# REQUIRED ACTION
Everything from the line containing "Every model added" through the line containing "1) Any changes" in the listing below should be copied exactly, and nothing more.

# DATA FOR THE TASK
PR #1704, opened 2026-07-24
Shared transformer block

Lazarus-931:
Most of our text backbones are the same decoder with small variations — same
attention, same gated MLP, same pre-norm residual — so the stack gets reimplemented
in 20+ places. This replaces that with one config-driven `TransformerBlock` and moves
19 models onto it.

The block is a `BlockSpec` plus a pluggable token mixer. Attention covers GQA/MHA,
QK-norm (per-head/full-dim/post-rope), qkv and output biases, sliding windows, logit
softcapping, and per-layer NoPE, with the model's own RoPE passed in. The MLP is a
gated dense MLP or a MoE path on the existing `SwitchGLU` (simple top-k and grouped
routers, per-layer so dense/sparse mix). Norm can be RMSNorm, Gemma's (1 + weight),
or LayerNorm; residual can be pre-norm, Gemma2 sandwich, or OLMo2 post-norm. The
mixer sits behind a small `self_attn(x, mask, cache)` seam, so MLA/SSM mixers can
drop in later.

Migrated: llama, qwen2, qwen3, gemma2, olmo2, olmo3, helium, internlm3, exaone4,
ernie4_5, seed_oss, mimo, telechat3, hunyuan_v1_dense (dense) and ernie4_5_moe,
dots1, exaone_moe, qwen3_moe, olmoe (MoE). smollm3 comes along free via llama.

Pure refactor — weight and submodule names are unchanged, so checkpoints load as-is.
Every model is bit-exact: max|Δ logits| is 0.0 on prefill and cached decode vs the
old implementation, and the full test suite passes. A follow-up will extend the block
(fused gate/up projection, residual scaling, parallel residual) and bring more models over.

---

This is a simplification, so it removes far more than it adds: **+1,330 / −2,126,
net −796 lines**. The shared block costs +357 once and tests +260; the 19 model files
drop ~1,400 lines net (713 of config replacing 2,126 of hand-rolled decoder code).
Every model added after this is almost pure deletion.


Blaizzy:
Please resolve conflicts

lucasnewman:
I understand the temptation to do this but I think it might be a long-term maintenance problem:

1) Any changes to the shared block now need to revalidate all 20+ models that use it.
2) Any kind of dumb agent workflow will almost certainly reach for the helper even if there's very subtle differences in behavior in architecture that deviate from the standard construction or already-provided options. If they do identify subtle behavior differences correctly, it will need to modify the helper and then we're back to 1), i.e. the helper itself is now a "dangerous" core file to modify.
3) This makes it harder for humans to understand how a model works because you can't just read the code linearly anymore and have to jump around to get the full picture.
4) Likewise, porting the model to a different language (Swift or whatnot) now needs to reconstruct the behavior of the helper + model from multiple files instead of a direct port.

Just my 2¢ though!

Lazarus-931:
> I understand the temptation to do this but I think it might be a long-term maintenance problem:
> 
> 1. Any changes to the shared block now need to revalidate all 20+ models that use it.
> 2. Any kind of dumb agent workflow will almost certainly reach for the helper even if there's very subtle differences in behavior in architecture that deviate from the standard construction or already-provided options. If they do identify subtle behavior differences correctly, it will need to modify the helper and then we're back to 1), i.e. the helper itself is now a "dangerous" core file to modify.
> 3. This makes it harder for humans to understand how a model works because you can't just read the code linearly anymore and have to jump around to get the full picture.
> 4. Likewise, porting the model to a different language (Swift or whatnot) now needs to reconstruct the behavior of the helper + model from multiple files instead of a direct port.
> 
> Just my 2¢ though!

reading, it totally agree, this would cause those problems, closing!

# WRITTEN SOLUTION
Every model added after this is almost pure deletion.


Blaizzy:
Please resolve conflicts

lucasnewman:
I understand the temptation to do this but I think it might be a long-term maintenance problem:

1) Any changes to the shared block now need to revalidate all 20+ models that use it.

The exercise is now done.